# Boot für&acute;s Meer: Erafhrungen ?



## Seehund (2. Februar 2002)

Hallo alfnie,das ist schon merkwürdig, du aus Norwegen schaust dich auf dem deutschen Markt um  und glaubst hier sei das Angebot besser und wir, wie jetzt im aktuellen Fall durchsuchen den Skandinavischen Markt mit den gleichen Vorstellungen.
	

	
	
		
		

		
			





Wir sind davon überzeugt, das der skandinavische Markt auf Grund seiner größeren Küstenzohne wesentlich mehr an Kunststoffbooten als Angel/Fischer/Arbeitsboot hergeben mus und suchen fleißig alle Anbieter die sich uns auftun ab. Da hat uns dein Tipp www.baatnett.no  schon einiges weitergeholfen. Vergleichbares habe ich auf dem deutschen Gebrauchtbootmarkt noch nicht gefunden. Also suchen wir gemeinsam uns mailen uns unsere gefundene Adressen zu.Viele Grüße aus CuxhavenBernd

-------------------------------------------------------
Wir Seehunde wissen wo die Dorsche
zu holen sind.
http://www.ms-seehund.de


----------



## Pete (2. Februar 2002)

Schickimickiboote kannste hier in Deutschland z.Zt. zu einem vergleichsweise geringen Preis abstauben, aber so eine mittelprächtige "Nutzkuh", wie du sie suchst, hab ich hier selten gesehen...höchstens bei einigen wenigen Küstenfischern...Wär ja auch mein Traum, dann müsste ich mich nicht mit dem beengten 14-Fuss-Ryds-Boot auf die Ostsee wagen...Gruß Pete

-------------------------------------------------------
Norgefan und Brandungsangler aus Leidenschaft       
Moderation Bilderforum[1 Mal bearbeitet. Als letztes von Pete am 02-02-2002 um 07:57.]


----------



## Albatros (2. Februar 2002)

Hi alfnie
	

	
	
		
		

		
		
	


	




ich denke auch mal, daß die Möglichkeiten solch ein Boot zu bekommen, in Norge doch viel besser ist. Bei Dem Gebrauchtboot Link, den Du vor kurzem gepostet hast, war ich überrascht über die Preise, sind zum Teil echt günstig. Wir hatten seiner Zeit mal einen sehr guten Draht zu Roger Hansvik und haben auch die Combi600 und Combi700 von ihm bezogen. Die Boote waren leider sehr schlecht an den Mann zu bringen, warum auch immer
	

	
	
		
		

		
		
	


	




 Hohe Qualität, hohes Freibord, die Boote waren auf jeden Fall klasse, aber der Preis auch
	

	
	
		
		

		
		
	


	




 Die 700er ging wieder zur Werft zurück, die andere wurde verkauft. Mir ist auch kein deutscher Importeur der Hansvik - Boote bekannt, wo man mal nachfragen könnte, ob er noch was gebrauchtes in der Art hat. Ähnliche Boote, wo man ein bißchen mehr Glück mit haben sollte, wäre z.B. die Orkney Day Angler in 19, 21 u. 23 Ft. Importeur ist Volker Hagemann in Kappeln, oder die Hardy Fishing20 o. 24, Bootscenter Keser in Berlin, oder die Mayland Kingfisher von Gründl Bootsimport in Hamburg. Diese Boote laufen weitaus mehr in Deutschland, viel. hat man damit ja mehr Erfolg
	

	
	
		
		

		
		
	


	




 Wenn ich noch was finde, sage ich Bescheid.
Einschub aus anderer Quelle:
PR #2316, opened 2021-08-28
:seedling: fix lint issues on master

camilamacedo86:
**Description**
Fix lint issues that began to raise on master.

Close: https://github.com/kubernetes-sigs/kubebuilder/issues/2307
Close: https://github.com/kubernetes-sigs/kubebuilder/issues/2301
Close: https://github.com/kubernetes-sigs/kubebuilder/issues/2294

### DIFF
--- a/pkg/machinery/scaffold.go
+++ b/pkg/machinery/scaffold.go
@@ -370,10 +370,7 @@ func filterExistingValues(content string, codeFragmentsMap CodeFragmentsMap) err
 			}
 		}
 	}
-	if err := scanner.Err(); err != nil {
-		return err
-	}
-	return nil
+	return scanner.Err()
 }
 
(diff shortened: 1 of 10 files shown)


justinsb:
Thanks for fixing @camilamacedo86 ... I was trying to verify locally by running `make lint`, but the linter doesn't report any errors for me.  Any hints as to what I might be doing wrong?

pkg/machinery/scaffold.go
```diff
@@ -370,10 +370,7 @@ func filterExistingValues(content string, codeFragmentsMap CodeFragmentsMap) err
 			}
 		}
 	}
-	if err := scanner.Err(); err != nil {
```
estroz, line 373: FWIW I do not like this linter because it leads to more diff lines when changing downstream execution within a function body in later changes. However this seems to be a source of several issues so I do not want to block this from merging.

estroz (approved):
/lgtm

PR #2318, opened 2021-08-29
:sparkles: Must include Dockerfile in declarative plugin

justinsb:
We need to copy the channels directory in the Dockerfile, particularly now that we're running with non-root permissions and it is no longer a one-liner.
    
Add Dockerfile generation.

### DIFF
--- a/pkg/plugins/golang/declarative/v1/init.go
+++ b/pkg/plugins/golang/declarative/v1/init.go
@@ -1,0 +1,53 @@
+/*
+Copyright 2021 The Kubernetes Authors.
+
+Licensed under the Apache License, Version 2.0 (the "License");
+you may not use this file except in compliance with the License.
+You may obtain a copy of the License at
+
+    http://www.apache.org/licenses/LICENSE-2.0
+
+Unless required by applicable law or agreed to in writing, software
+distributed under the License is distributed on an "AS IS" BASIS,
+WITHOUT WARRANTIES OR CONDITIONS OF ANY KIND, either express or implied.
+See the License for the specific language governing permissions and
+limitations under the License.
+*/
+
+package v1
+
+import (
+	"fmt"
+
+	"sigs.k8s.io/kubebuilder/v3/pkg/config"
+	"sigs.k8s.io/kubebuilder/v3/pkg/machinery"
+	"sigs.k8s.io/kubebuilder/v3/pkg/plugin"
+	"sigs.k8s.io/kubebuilder/v3/pkg/plugins/golang/declarative/v1/internal/templates"
+)
+
+var _ plugin.InitSubcommand = &initSubcommand{}
+
+type initSubcommand struct {
+	config config.Config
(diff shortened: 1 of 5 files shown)


justinsb:
APIDiff looks to be a false-failure.

justinsb:
@camilamacedo86 should I try to work around the APIDIff incompatible changes on the Plugin?  I don't think this API is user-facing.

camilamacedo86:
Hi @justinsb, 

Could you please rebase it with the master and run make generate for we are able to check?
I think that the problem here is that this PR is not synced. 

Also, feel free to ping me in the slack when it passes it the tests for we are able to move forward.

camilamacedo86 (changes requested):
Hi @justinsb,

The contribution is great 🥇 Just a few nits. 

See that, the declarative plugin is used to scaffold apis. See: https://book.kubebuilder.io/plugins/plugins.html#plugins

Example:

```
kubebuider create api [options] --plugins=go/v3,declarative/v1
```

So, if it requires changes into the Dockerfile we need to ensure that these changes will be performed on the create API subcommand as well. 

Also, we need to add the scaffolds inside of the scaffold dir. 

pkg/plugins/golang/declarative/v1/init.go
```diff
@@ -0,0 +1,53 @@
...
+	config config.Config
+}
+
+func (p *initSubcommand) InjectConfig(c config.Config) error {
+	p.config = c
+
+	return nil
+}
+
+func (p *initSubcommand) Scaffold(fs machinery.Filesystem) error {
```
camilamacedo86, line 40: The scaffold would need to be in inside of the scaffold dir

pkg/plugins/golang/declarative/v1/plugin.go
```diff
@@ -49,6 +50,9 @@ func (Plugin) Version() plugin.Version { return pluginVersion }
 // SupportedProjectVersions returns an array with all project versions supported by the plugin
 func (Plugin) SupportedProjectVersions() []config.Version { return supportedProjectVersions }
 
+// GetInitSubcommand will return the subcommand which is responsible for initializing and common scaffolding
+func (p Plugin) GetInitSubcommand() plugin.InitSubcommand { return &p.initSubcommand }
+
 // GetCreateAPISubcommand will return the subcommand which is responsible for scaffolding apis
 func (p Plugin) GetCreateAPISubcommand() plugin.CreateAPISubcommand { return &p.createAPISubcommand }
```
camilamacedo86, line 57: The declarative plugin is called via `create api --plugin' so its implementation shows not accurate. 
Should we not be implementing it in the create API subcommand?

camilamacedo86:
We can close this one since we could address this changes in : https://github.com/kubernetes-sigs/kubebuilder/pull/2507
c/c @justinsb please feel free to check and let us know if it is missing something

-------------------------------------------------------






 Gruß Albatros 
	

	
	
		
		

		
		
	


	



[1 Mal bearbeitet. Als letztes von Albatros am 17-02-2002 um 01:01.]


----------



## alfnie (2. Februar 2002)

Hallo allemiteinander,     ich muss etwas langatmig ausholen. Ich wohne am Romsdalfjord (Norwegen), in dem vielleicht zehn Tage pro Jahr so raue See herrscht, dass wir mit sechs-acht Meter Kleinkuttern (Holz)nicht mehr zum angeln rausgehen mögen. 
     Im Laufe der Zeit habe ich die Lust auf Holzboote verloren. Wenn ich nachrechnen würde (ich werde mich hüten) wie viele Stunden ich so mit Hobeln, Schleifen, Kratzen, Spachteln und Malen zugebracht habe, würde ich wahrscheinlich zu dem Ergebnis kommen, das ich, wenn ich in der gleichen Zeit bezahlte Arbeit getan hätte, mir ein super zehn m Boot aus einem wartungsfreiem Material hätte kaufen können.
     Mit Boot meine ich in diesem Fall ein schlichtes, sogenanntes Arbeitsboot mit selbstlensendem Deck, mit Steuerhaus, ohne Pantry, ohne Schlafplatz, aber gut Ellbogenfreiheit für 3 Angler an Deck. Zum Beispiel Hansvik 6oo oder 7oo mit süsswassergekühltem Innenborddiesel. Mit sehr viel Geduld kann man ein gutes gebrauchtes dieser Art hier vielleicht von 2o.ooo Euro aufwärts finden, je nach Zustand und Zusatzausrüstung. Bei schlechtem Wetter wäre ich aber lieber auf dem vergleichbaren Boot von Rana-Plast, das wegen einer anderen Heck-Konstruktion nicht so leicht abdriftet wie Hansvik und daher sind entsprechende Rana-Plast Boote gebraucht hier noch schwerer zu finden.    
     Hier in Norge ist nach Hansvik, Rana-Plast, vielleicht noch Carat und Tobias, bei diesem Typ Boot die Welt auch schon zu Ende. In den USA, England und Deutschland ist die Auswahl auf dem Sektor Arbeitsboot mit Innenbordiesel wesentlich grösser, vermute ich jedenfalls mal.  
    Hat jemand vielleicht praktische Erfahrung in der Richtung und mag ein bisschen schreiben ? Oder weiss wo brauchbare Testberichte zu finden wären? Oder hat einen Tipp, der mich auf die rechte Spur bringen kann ? Das wäre dufte und vielleicht kann ich mich mal revanchieren. Übrigens, hier in der Gegend fehlt eine kleine Bootsvermietung der etwas gehobenen Qualität zu menschlichen Preisen. 15 – 17 feet Boote findet man hier in diversen Schattierungen, aber nicht jeder mag die schönsten Tage des Jahres auf dem Hintern sitzend verbringen.   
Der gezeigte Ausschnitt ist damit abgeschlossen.